Basic mechanisms of infarct repair

The recent development of a murine model of myocardial infarction by coronary artery ligation is a useful tool to characterize the normal wound healing process. As genetically modified mice become increasingly more available to query the role of molecules, it is important to establish the baseline features of murine infarct repair in terms of the migration and proliferation of myofibroblasts and endothelial cells, ventricular remodeling, and cardiac function.

The methods and results we have to date are as follows:

Mouse surgery:

Briefly, in an anesthetized mouse, we visualize the coronary artery under a microscope and passed an 8-0 monofilament PE suture under it using a 6mm tapered needle. Successful ligation of the coronary artery resulted in blanching of the ischemic vascular bed and visible dyskinesis. The animals are then closed and recover sternal recumbency in a heated chamber. At the time of sacrifice, hearts are placed into a zinc-based fixative for at least 6 hours prior to routine processing and embedding. We routinely perform this procedure, infarcting 30% of the left ventricle with 85-90% survival. We have chosen to analyze the following time points: 4days, 1 week, 2 weeks, and 4 weeks.

Cell Kinetics:

Fibroblasts: Activated fibroblasts transiently express smooth muscle alpha-actin (also found in smooth muscle cells of vascular wall). In conjunction with BrdU labeling, proliferating fibroblasts can be identified and counted. Our results indicate that the peak of fibroblast proliferation in mice is 15% and occurs at 4 days post-MI.

Endothelial cells: The surface marker CD31 labels endothelial cells. As with the fibroblasts, double-labeling with BrdU permits detection of proliferating endothelial cells.

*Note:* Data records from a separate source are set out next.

PR #475, opened 2017-11-27
export emotion-theming from react-emotion

probablyup:
While refactoring for a proof of concept, it quickly became cumbersome to have to split up the import just to pull in theming HOCs.

Since theming functionality is partially built-in by default in emotion v8 via supporting `p => p.theme` etc, I think it makes sense to go the rest of the way and re-export emotion-theming for ease of use.

The package itself should probably go away for emotion v9.

**Checklist**:

- [x] Documentation
- [x] Tests
- [x] Code complete


probablyup:
@tkh44 @mitchellhamilton hey folks, any comments on this?

probablyup:
From a somewhat selfish standpoint, this is a soft blocker on an internal migration away from styled-components at my company... trying to make the switch as painless as possible.

Out of curiosity, why the hesitation to merge this based on our previous twitter convo @tkh44?

tkh44:
Sorry, I've been on vacation for the last few weeks. 

@mitchellhamilton and I have talked about this about a week ago and we both were leaning on not merging. After some thought I think this might make sense just from a developer experience pov. Let's remove as much friction as possible for devs onboarding with emotion.

@mitchellhamilton when we talked you mentioned some concerns with the preact build. Can you elaborate here? What are the other cons?

probablyup:
> After some thought I think this might make sense just from a developer experience pov

Very much agree. When I was refactoring it felt weird to consume theming from a separate package — like it was disconnected in some way. But that really isn’t the case since it relies on certain static variables being available, etc.

mitchellhamilton:
`emotion-theming` requires `React.Children.only` so it requires `preact-compat` whereas `preact-emotion` currently only requires `preact` so exporting `emotion-theming` from `preact-emotion` would mean it would require an alias from `react` to `preact-compat`.

I think what we could do is make `emotion-theming` export two functions, `createWithTheme` and `createThemeProvider` which accept a React-like API and a channel, they would return what their names imply. We would then export the created versions from `react-emotion` and `preact-emotion`. For the `React.Children.only` thing, we could check if `Children` exists and return `props.children[0]` if it doesn't exist.

probablyup:
I could just revise emotion-theming. Children.only is essentially just a
check to prevent an array of children, so shouldn’t be challenging to
replace that check with a simpler alternative.

packages/emotion-theming/src/theme-provider.js
```diff
@@ -77,8 +77,18 @@ class ThemeProvider extends Component {
   render() {
     if (!this.props.children) {
       return null
+    } else if (Array.isArray(this.props.children)) {
```
tkh44: One trick I stole from preact-compat is to coerce it into an array.

tkh44: https://github.com/tkh44/holen/blob/master/src/index.js#L4

tkh44: Another option is to just not worry about it except for a warning. For React > 16 it wouldn't matter anyway, right?

probablyup:
Yeah for 16+ it wouldn’t matter.

packages/emotion-theming/src/theme-provider.js
probablyup: Yeah for 16+ it wouldn’t matter.

I went ahead and updated the impl to be simpler :) along the lines of your suggestion

probablyup:
Any more notes?

mitchellhamilton:
In my comment before, I should have made it more clear that this would mean preact-emotion requires an alias from `react` to `preact`. While most preact apps have an alias from `react` to `preact-compat`, it would mean that preact wouldn't be a first class citizen in preact-emotion, this was why I was suggesting having factories. The other option would be to make emotion-theming a private module and bundle it in preact-emotion and react-emotion with react aliased to preact in the preact-emotion build. IMO factories make more sense because they'll fit with #464.

probablyup:
Gotcha. Okay I’ll work on this over the next few days 👍

probablyup:
@mitchellhamilton okay, I converted withTheme and ThemeProvider into factory functions... but I don't really understand how babel-macro works. Mind giving some guidance on how to get the Preact part done?

mitchellhamilton:
@probablyup babel-macros isn't related to this. First, could you remove `createTheming` and change it to be separate factories, having them as separate factories means we can add the pure flag so they can be individually removed if they're not used. I should have said this before but could you base this on the `instances` branch and only export the factories from `emotion-theming` and then in `react-emotion` and `preact-emotion` create and export `withTheme` and `emotionTheming`. Also, I know before I said to have a channel option but I think let's just make the only option be the React-like library, especially if we change things in the future because of `createContext` and etc.

probablyup:
I'm not going to be able to work on this for a while, so just going to close.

Our results show that the peak of endothelial cell proliferation is 3% and also occurs at 4 days post-MI. More information about our staining methods can be viewed in our paper (Journal of Cardiovascular Pathology).

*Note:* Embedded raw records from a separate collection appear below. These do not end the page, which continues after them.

PR #476, opened 2017-11-27
omit file contents from hashing function

probablyup:
1. Module name + file path is enough information to create a unique hash

2. Hashing file content means snapshots are constantly changing whenever
   a new test is added to a suite that doesn't use the jest-glamor plugin,
   which looks like a false positive and defeats the purpose of snapshots

3. I'd wager most people using emotion + jest aren't using that plugin and
   will see undesired snapshot churn


probablyup:
> so that we have something to hash in environments where we don't have a filename

When would that happen?

> Is there a reason you think most people wouldn't be using jest-glamor-react?

For one, my company isn't. I tried doing a rough code search to verify my assumption:

https://github.com/search?utf8=%E2%9C%93&q=%22emotion%22+%2B+%22jest%22+extension%3Ajson+path%3A%2F&type=Code

vs

https://github.com/search?utf8=%E2%9C%93&q=%22emotion%22+%2B+%22jest-glamor-react%22+%2B+%22jest%22+extension%3Ajson+path%3A%2F&type=Code

It looks like very few public projects using emotion and jest also use that jest plugin.

mitchellhamilton:
> When would that happen?

In a browser and any time where a filename is not passed to babel.

> For one, my company isn't.

Is there a reason for this? Is there a downside to using jest-glamor-react?

> It looks like very few public projects using emotion and jest also use that jest plugin.

That search doesn't seem very representative, I looked through some of them and couldn't find any actual tests with snapshots that had emotion classes in them, there may well be some but it certainly isn't common.

probablyup:
> Is there a reason for this? Is there a downside to using jest-glamor-react?

No, just isn't part of the config and I think most people don't know about the plugin. Might be worth adding a testing section to the docs with the recommendation to install it if you folks want to make it a best practice.

> In a browser and any time where a filename is not passed to babel.

What if we adjust the hasher to only include `file.code` if a filename is not passed? That'd handle both cases, but optimize for the 99% case.

mitchellhamilton:
[We do include it in our docs](https://github.com/emotion-js/emotion/blob/master/docs/testing.md).

I would prefer to keep all environments consistent and encourage people to use jest-glamor-react.

tkh44:
Maybe the proper solution is to fork jest-glamor-react.  We can make it much easier for new users of emotion to set up and get going. Just an idea, what do you guys think? The only downside is that it is one more thing to maintain.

Macrophages: CD45-positive leukocytes are present throughout the time course of our studies (4 weeks) and do not proliferate to any significant extent at any time.

Morphometry:

Using the Scion imaging program, we measure infarct size, necrosis, granulation tissue, and scar and express these as a percentage of the left ventricle.

The detailed results of our characterization of this model can be viewed in our recently published paper in AJPath (American Journal of Pathology)

Cardiac Function:

To measure ventricular pressure 4 weeks post-MI, we advance a 1.4 French Millar catheter into the left ventricle via the carotid artery. From the ventricular pressure tracing, we calculate dP/dt and use this to compare our experimental groups.

We are currently using these methods to investigate the role of bFGF in murine myocardial infarct repair. Our preliminary results indicate that bFGF is required for fibroblast proliferation and so deletion of this gene leads to impaired wound contraction, which, in turn, exacerbates cardiac dysfunction.